I received an advanced review copy of this title from Yale University Press through NetGalley. This edition has been translated by Alberto Manguel and Miranda France.
Heker shows us in these short stories her ability to successfully write about a wide range of topics: from the relationship of servant and master, to the Oedipus Complex, to the toll that mental illness takes on an entire family. The stories follow a stream-of-consciousness style, oftentimes involving abrupt and confusing transitions, that weaves us through the minds of many different types of characters.
The most clever story in the collection is “Strategies Against Sleeping.” Señora Eloisa is being driven by a chauffer on a long ride during which she is very tired; she wants nothing more than to close her eyes and take a good long nap. But the driver starts talking to her about how he could not sleep a wink on the previous night. As a result he is very tired and wants her to talk to him so that he stays awake while he is driving.
We feel the pain and discomfort of the woman and the driver who are both fighting to stay awake for different reasons. At one point during her forced conversations the woman becomes desperate for any kind of relief: “For a very brief moment she had to suppress a desire to open the door and throw herself onto the road.” In her delirium, Señora Eloisa lets slip a very dark and personal family story that horrifies the driver and will definitely serve to keep him awake.

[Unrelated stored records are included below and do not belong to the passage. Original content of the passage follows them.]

PR #571, opened 2026-06-30
feat: Derive tests for derived schemas

Kriskras99:
This adds a test to every generated schema to check if the schema can actually be created. Tests are automatically disabled for types with generics, consts, or lifetimes. They can also be disabled by setting `#[avro(test = false)]` on the type, for if a user uses a different validator at runtime or the type is inside a function which would trigger the `unnameable_test_items` lint.

In the future we could extend the attribute syntax to provide a different validator, so that use case would also be supported. I also think we should be able to test types with lifetimes, but that needs some further experimentation.

### DIFF
--- a/avro/src/serde/derive.rs
+++ b/avro/src/serde/derive.rs
@@ -105,7 +105,7 @@ use crate::{
 ///  - `#[avro(test = false)]`
 ///
 ///    To disable generating tests for derived schemas. This is useful if you use a different [validator](crate::validator)
-///    or the `unnameable_test_items` lint is triggered because the type your deriving is inside a function.
+///    or the `unnameable_test_items` lint is triggered because the type you are deriving is inside a function.
 ///
 ///
 /// #### Variant attributes
--- a/avro/src/serde/derive.rs
+++ b/avro/src/serde/derive.rs
@@ -102,6 +102,11 @@ use crate::{
 ///
 ///    Use the schema of the inner field directly. Is only allowed on structs with only one unskipped field.
 ///
+///  - `#[avro(test = false)]`
+///
+///    To disable generating tests for derived schemas. This is useful if you use a different [validator](crate::validator)
+///    or the `unnameable_test_items` lint is triggered because the type your deriving is inside a function.
+///
 ///
 /// #### Variant attributes
 ///
--- a/avro/src/serde/derive.rs
+++ b/avro/src/serde/derive.rs
@@ -102,7 +102,7 @@ use crate::{
 ///
 ///    Use the schema of the inner field directly. Is only allowed on structs with only one unskipped field.
 ///
-///  - `#[avro(test = false)]`
+///  - `#[avro(tests = false)]`
 ///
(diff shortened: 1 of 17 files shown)


avro/src/serde/derive.rs
```diff
@@ -102,6 +102,11 @@ use crate::{
 ///
 ///    Use the schema of the inner field directly. Is only allowed on structs with only one unskipped field.
 ///
+///  - `#[avro(test = false)]`
+///
+///    To disable generating tests for derived schemas. This is useful if you use a different [validator](crate::validator)
+///    or the `unnameable_test_items` lint is triggered because the type your deriving is inside a function.
```
```suggestion
///    or the `unnameable_test_items` lint is triggered because the type you're deriving is inside a function.
```

avro_derive/src/attributes/avro.rs
```diff
@@ -85,6 +85,9 @@ pub struct ContainerAttributes {
     /// Force the generator to use a certain schema representation
     #[darling(default)]
     pub repr: Option<Repr>,
+    /// Force the generator to use a certain schema representation
```
martin-g: The docstring is a copy/paste from line 85

avro_derive/src/implementation.rs
```diff
@@ -77,15 +81,46 @@ impl Implementation {
...
+    fn add_schema_test(&mut self) {
+        // Only add the schema test if there are no generics to deal with. I think it should be possible
+        // to be able to generate the test if there are only lifetimes, but that needs more experimentation.
+        if self.generics.lifetimes().count() == 0
+            && self.generics.type_params().count() == 0
+            && self.generics.const_params().count() == 0
+        {
+            let ident = &self.ident;
+            self.add_test(Test {
+                name: "schema".to_string(),
```
martin-g, line 117: I don't get the idea of this PR :-/
It is invasive by generating tests no one asked for.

The story “Early Beginnings or Ars Poetica” includes the most extreme examples of the author’s abrupt transitions; this story reads like a dream sequence. The narrator begins the story by imagining that a lion or a horse is present in his apartment when he goes to sleep . The narrator then transitions to a philosophical musings about God and the beginnings of the earth. Then the narrator transitions to imagining that he is four years old and is sitting in from of four cups of chocolate and a yellow plastic tablecloth on his birthday. The story continues on in this fashion until the ending which is equally jarring.
This is my first taste of Argentinian literature and I will definitely look for more authors from this country. I highly recommend PLEASE TALK TO MY as a quirky and symbolic collection of stories from Liliana Heker.